Tokyo – Yoshitaka Shindo, Japan’s new economy minister, has expressed concerns regarding the struggles in China’s real estate industry and weak domestic demand in China, as it poses a risk to both the Japanese and global economies.
With China accounting for nearly a fifth of Japan’s exports, Shindo believes that the economic troubles in China may have a significant impact on Japan’s economy. He emphasized that this risk is magnified given China’s central role in the global economy. Shindo pointed out that foreign investment in China has drastically declined and real estate companies in the region are facing difficulties, resulting in a slow recovery of the Chinese economy.
Speaking about Japan’s own economy, Shindo noted that there is a sense of improvement after a prolonged period of stagnation.
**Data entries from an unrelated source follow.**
PR #181, opened 2023-10-25
add `datanames` function

chlebowa:
Adds function `datanames` to get or set the contents of the `@datanames` slot in `teal_data` objects.


gogonzo (approved):
👍

PR #183, opened 2023-10-30
Deprecation of `get_code.default`

### LINKED ISSUE #173: Deprecate get_code.default
This `get_code` method is a very old function which can read the preprocessing (everything before teal::init) to obtain code needed to reproduce the data. Function is used for example in [longitudinal example app](https://github.com/insightsengineering/teal.gallery/blob/6e3e42420aec2090bb469b5403c33830632c35d8/longitudinal/app.R#L422) to avoid writing code to `cdisc_data(code)` argument. This function has a very limited functionality and albo collides with `get_code` method for `qenv` and `teal_data`. We should have only one `get_code` method in the whole framework.

Function should be deprecated now, and removed with old TealData related functions after next release.

m7pr:
Close #173

### DIFF
--- a/R/get_code.R
+++ b/R/get_code.R
@@ -112,6 +112,8 @@ get_code.default <- function(x,
   checkmate::assert_flag(exclude_comments)
   checkmate::assert_flag(read_sources)
 
+  lifecycle::deprecate_warn("0.3.1", "get_code.default()")
+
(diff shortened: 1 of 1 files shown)


gogonzo:
We will hard deprecate old functions and move them to one file after ddl is merged. Please close the PR

PR #207, opened 2017-10-25
Add Import Service and UploadSST RPC

huachaohuang:
Allow a client to upload an SST file to TiKV.


huachaohuang:
Will move to another branch.

PR #214, opened 2017-11-28
coprocessor: add KeyRange in Response.

hicqu:
Add a KeyRange into coprocessor::Response in order to retry streaming requests.


tiancaiamao:
LGTM

PR #219, opened 2018-01-09
Add ImportSST Service

huachaohuang:
ImportSST provides a service to import a generated SST file to a region in TiKV.

In order to import an SST file to a region, the user should:
1. Retrieve the meta of the region according to the SST file's range.
2. Upload the SST file to the servers where the region's peers locate in.
3. Issue an ingest request to the region's leader with the SST file's metadata.

It's the user's responsibility to make sure that the SST file is uploaded to
the servers where the region's peers locate in, before issue the ingest
request to the region's leader. However, the region can be scheduled (so the
location of the region's peers will be changed) or split/merged (so the range
of the region will be changed), after the SST file is uploaded, but before
the SST file is ingested. So, the region's epoch is provided in the SST
file's metadata, to guarantee that the region's epoch must be the same
between the SST file is uploaded and ingested later.


proto/importpb.proto
```diff
@@ -0,0 +1,68 @@
...
+    bytes end = 2;
+}
+
+message SSTMeta {
+    bytes uuid = 1;
+    Range range = 2;
+    uint32 crc32 = 3;
+    uint64 length = 4;
+    string cf_name = 5;
+    uint64 region_id = 6;
```
zhangjinpeng1987: Should we consider the situation of region split or merge?

proto/importpb.proto
```diff
@@ -0,0 +1,68 @@
...
+    metapb.RegionEpoch region_epoch = 7;
+}
+
+message UploadRequest {
+    SSTMeta meta = 1;
+    bytes data = 2;
+}
+
+message UploadResponse {
```
zhangjinpeng1987: Also need a error filed?

proto/importpb.proto
huachaohuang: Yes, it is considered. The region's epoch will be checked before ingestion. So, if the region's epoch is changed after the SST file has been uploaded, the following ingestion will fail.

proto/importpb.proto
huachaohuang: The error will be returned as a GRPC error, and we don't have other special errors here, so no need to add an extra error field.

zhangjinpeng1987:
LGTM

zhangjinpeng1987:
@UncP PTAL

PR #223, opened 2018-01-23
add prefix key filter for tikv ctl

wentaoxu:
filter all the regions which size is larger than some limitation.


wentaoxu:
PTAL @zhangjinpeng1987

BusyJay:
Can this be implemented purely in tikv-ctl?

wentaoxu:
@BusyJay I'm afraid not for `DebugClient`, we can't get metadata of the regions on one tikv server because `get_all_meta_regions` is not implemented, and we will get better performance in this way.

wentaoxu:
after discussion with @zhangjinpeng1987 , I will change this to another way.

wentaoxu:
PTAL @BusyJay @zhangjinpeng1987

disksing:
closing for inactivity.

PR #226, opened 2018-01-30
support raft learner

Connor1996:


proto/pdpb.proto
```diff
@@ -240,6 +240,10 @@ message RegionHeartbeatRequest {
     uint64 keys_read = 9;
     // Approximate region size.
     uint64 approximate_size = 10;
+    // Pengding Learner peers are the non-voter peers that are catching up with leader's log
+    repeated metapb.Peer pending_learner_peers = 11;
```
hicqu: How about `pending_learners`?

proto/pdpb.proto
```diff
@@ -240,6 +240,10 @@ message RegionHeartbeatRequest {
...
+    // Pengding Learner peers are the non-voter peers that are waiting to be promoted to voter
+    repeated metapb.Peer complete_learner_peers = 12;
```
hicqu: Does we really need this? We can got these learners by `setdiff(region.learners, pending_learners)`.

hicqu: And I think you can also add `repeated Peer learners` in `metapb::Region` in this PR. @BusyJay what do you think?

hicqu:
rest LGTM. @BusyJay @siddontang PTAL thanks.

proto/pdpb.proto
Connor1996: get it.

hicqu:
LGTM.

hicqu:
ping @BusyJay

hicqu:
@Connor1996 Please re-geneerate code for resolving conflicts.

hicqu:
@overvenus @BusyJay PTAL thanks.

BusyJay:
LGTM, but I suggest not to merge it now. Let's develop base on this branch, and check what need to be tweaked.

hicqu:
According to latest talk, we can remove `ConfChangeType::PromoteLearnerNode`. Please improve that.

BusyJay:
I think we can merge this first, as no broken change is introduced.

PR #229, opened 2018-02-05
pdpb: add SplitRegion command.

disksing:
When tikv receives the SplitRegion command, it should split the region into 2 parts. It is encouraged to make the 2 region have the same size.


overvenus:
Would you mind add some descriptions?

disksing:
Here is the comment: https://github.com/pingcap/kvproto/pull/229/files#diff-302367292c5ac90dc53f4a17d1851bcbR286
@overvenus

BusyJay:
How to ensure the command won't be sent or executed multiple times concurrently?

disksing:
@BusyJay The command contains the region's epoch. tikv-sever may check if its version matches the command to decide whether to execute the command.

AndreMouche:
LGTM

PR #231, opened 2018-02-26
use eraftpb from raft-rs

BusyJay:
We now maintain the proto file in pingcap/raft-rs project, let's remove the one in this repository.


BusyJay:
PTAL

BusyJay:
ping

disksing:
LGTM.

PR #239, opened 2018-03-12
pd: add api to put/get kv on kvbase

wentaoxu:
as title says
PTAL @zhangjinpeng1987 @disksing @Connor1996


disksing:
LGTM.

disksing:
Now this PR has nothing to do with GC. I think the title need update.

wentaoxu:
ok @disksing

disksing:
`kvbase` is an internal concept of pd. I think better to use `etcd` instead.

PR #243, opened 2018-03-21
rawkv: support cf.

disksing:


disksing:
PTAL @zhangjinpeng1987

PR #249, opened 2018-04-13
add timestamp for heartbeat

nolouch:
use to report heartbeat interval time.


proto/pdpb.proto
```diff
@@ -354,6 +354,7 @@ message StoreHeartbeatRequest {
     RequestHeader header = 1;
 
     StoreStats stats = 2;
+    uint64 timestamp = 3;
```
disksing: `interval` or `duration`? Also please add some comments.

overvenus: There is a well-known `Timestamp`[1] message.

[1] https://developers.google.com/protocol-buffers/docs/reference/google.protobuf#google.protobuf.Timestamp

disksing:
LGTM.

proto/pdpb.proto
```diff
@@ -242,8 +242,10 @@ message RegionHeartbeatRequest {
     uint64 keys_read = 9;
     // Approximate region size.
     uint64 approximate_size = 10;
-    // Unix timestamp when send the heartbeat.
-    uint64 timestamp = 11;
+    // The unix timestamp in seconds of the start of this period.
+    uint64 start_timestamp = 11;
```
overvenus: How about moving the `start_timestamp` and the `end_timestamp` into a message?

overvenus:
Cc https://github.com/pingcap/tikv/pull/2965

PR #251, opened 2018-04-18
Add a DebugMvccInfo to be compatible with old TiKV.

hicqu:
Compatibility between tikv-ctl and tikv is broken. So we can add `DebugMvccInfo` instead of use `MvccInfo` directly to be compatible with old tikv.


BusyJay:
So how can it be compatible with `MvccInfo`? Why is `MvccInfo` added in the first place? Is such compatibility really worthy?

PR #254, opened 2018-05-04
add split time field

Connor1996:
pd need to persist split time, and it is no need for tikv to fill this field.


proto/metapb.proto
```diff
@@ -51,6 +51,7 @@ message Region {
     bytes end_key = 3;
     RegionEpoch region_epoch = 4;
     repeated Peer peers = 5;
+    int64 last_split_timestamp = 6;
```
disksing: Add some comment.

Connor1996:
@huachaohuang If so, we can't guarantee not to merge new split region if pd leader change during importing. Is that acceptable?

huachaohuang:
@Connor1996 I think that's acceptable if you don't merge regions in `split-merge-interval` after leader change.

Connor1996:
@huachaohuang So persisting split time is still necessary, that is to say,  we can not just maintain the last split timestamp in memory.

huachaohuang:
@siddontang @BusyJay Do you think we should add this to the region metadata?

PR #678, opened 2020-09-15
Add SyncMaxTS method

JmPotato:
Signed-off-by: JmPotato <ghzpotato@gmail.com>

Part of tikv/pd#2759.


Yisaer (commented):
Basically LGTM. I'm wondering maybe we also need to add the sender information like memberID in request. And each receiver shoudl compare the sender member ID and the leaderid in their vision.

Yisaer (approved):
LGTM @disksing  PTAL

disksing (approved):

proto/pdpb.proto
```diff
@@ -627,4 +627,5 @@ message SyncMaxTSRequest {
 message SyncMaxTSResponse {
     ResponseHeader header = 1;
     Timestamp max_local_ts = 2;
+    repeated string synced_dcs = 3;
```
disksing, line 630: Maybe just `dcs`, for the first phase they do not sync anything.

JmPotato: nice idea.

disksing (approved):

PR #680, opened 2020-09-27
Add single-region 1PC protocol

MyonKeminta:
This PR adds protocol for supporting 1PC for transactions that involves only one single region.


MyonKeminta:
I'm still thinking if there are other corner cases that we didn't notice before.

coocood:
LGTM

sticnarf:
LGTM

sticnarf (approved):

youjiali1995 (approved):

PR #684, opened 2020-10-19
allow async commit to use max_commit_ts limit

sticnarf:
This PR renames `one_pc_max_commit_ts` to `max_commit_ts` as we want to also use this field limit async-commit prewrites.

Async-commit prewrites don't report error by the `one_pc_commit_ts` field, so this PR also adds an error message for `max_commit_ts` exceeded.


coocood:
LGTM

MyonKeminta (approved):
LGTM

youjiali1995 (approved):

PR #689, opened 2020-11-10
Improve ScanDetail and ExecDetails

breeswish:
1. Improvement: Supply many comments for ScanDetailV2 and TimeDetail fields.

2. Improvement: Rename message `HandleTime` to `TimeDetail`, field `handle_time` to `time_detail`, `bool handle_time` to `bool record_time_stat`, etc.

   Field and message rename is upgrade compatible. However code need to be updated accordingly.

3. Add: In GetResponse and BatchGetResponse, use `ExecDetailsV2` instead of `ScanDetailV2`, so that time can be reported as well in future, as proposed in https://github.com/tikv/tikv/issues/8942.


proto/kvrpcpb.proto
```diff
@@ -817,39 +821,76 @@ enum IsolationLevel {
...
-    int64 wait_ms = 1;
-    // Processing time, excluding wait time.
-    int64 process_ms = 2;
+message TimeDetail {
+    // Off-cpu wall time elapsed in TiKV side. Usually this includes queue waiting time and
+    // other kind of waitings in series.
+    int64 wait_wall_time_ms = 1;
+    // Off-cpu and on-cpu wall time elapsed to actually process the request payload. It does not
+    // include `wait_wall_time`.
+    // This field is very close to the CPU time in most cases. Some wait time spend in RocksDB
```
zhongzc, line 830: Do we really have the ability to measure the CPU time of a single request, even we don't take Mutex wait time into account?

breeswish: The precise CPU time can be measured by user_cpu_time + system_cpu_time. Not sure about the cost though.

zhongzc: IMO, this field is not close to CPU time. It's a typical wall time.

breeswish: Oh yes. I only want to express that, in 99% cases, the higher this field is, the higher CPU usage there will be.

zhongzc (approved):

proto/kvrpcpb.proto
```diff
@@ -817,39 +821,76 @@ enum IsolationLevel {
...
 message ExecDetails {
-    HandleTime handle_time = 1;// set when ctx.handle_time = true or meet slow query
-    ScanDetail scan_detail = 2;// set when ctx.scan_detail = true or meet slow query
-    bool use_scan_detail_v2 = 3;// set when ctx.scan_detail = true or meet slow query
-    ScanDetailV2 scan_detail_v2 = 4;// set when ctx.scan_detail = true or meet slow query
+    // Available when ctx.record_time_stat = true or meet slow query.
+    TimeDetail time_detail = 1;
+
+    // Available when ctx.record_scan_stat = true or meet slow query.
+    ScanDetail scan_detail = 2;
```
zhongzc, line 885: Maybe `reserved`s are needed here.

breeswish: Good catch

breeswish:
@crazycs520 PTAL if you are free, thanks!

crazycs520 (approved):
LGTM

proto/kvrpcpb.proto
```diff
@@ -36,8 +36,9 @@ message GetResponse {
     bytes value = 3;
     // True if the key does not exist in the database.
     bool not_found = 4;
-    // Set if ctx.scan_detail = true or meet slow query.
-    ScanDetailV2 scan_detail_v2 = 5;
+    reserved 5;
```
sticnarf, line 39: This field is not used in a released version. Do we really need to reserve it?

breeswish: Only for our lovely developers who are using the master branch.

He highlighted that inflation is running above the Bank of Japan’s 2% target and the government’s analysis indicates that overall demand in the economy exceeds supply. This is a reversal of Japan’s historical issue of insufficient demand.
However, Shindo cautioned that it is premature to proclaim an end to the long-standing problem of deflation. He explained that wages, particularly at smaller companies, are not keeping pace with inflation.
Overall, the struggles faced by China’s real estate industry and the weak domestic demand in China are seen as significant risks to both the Japanese and global economies.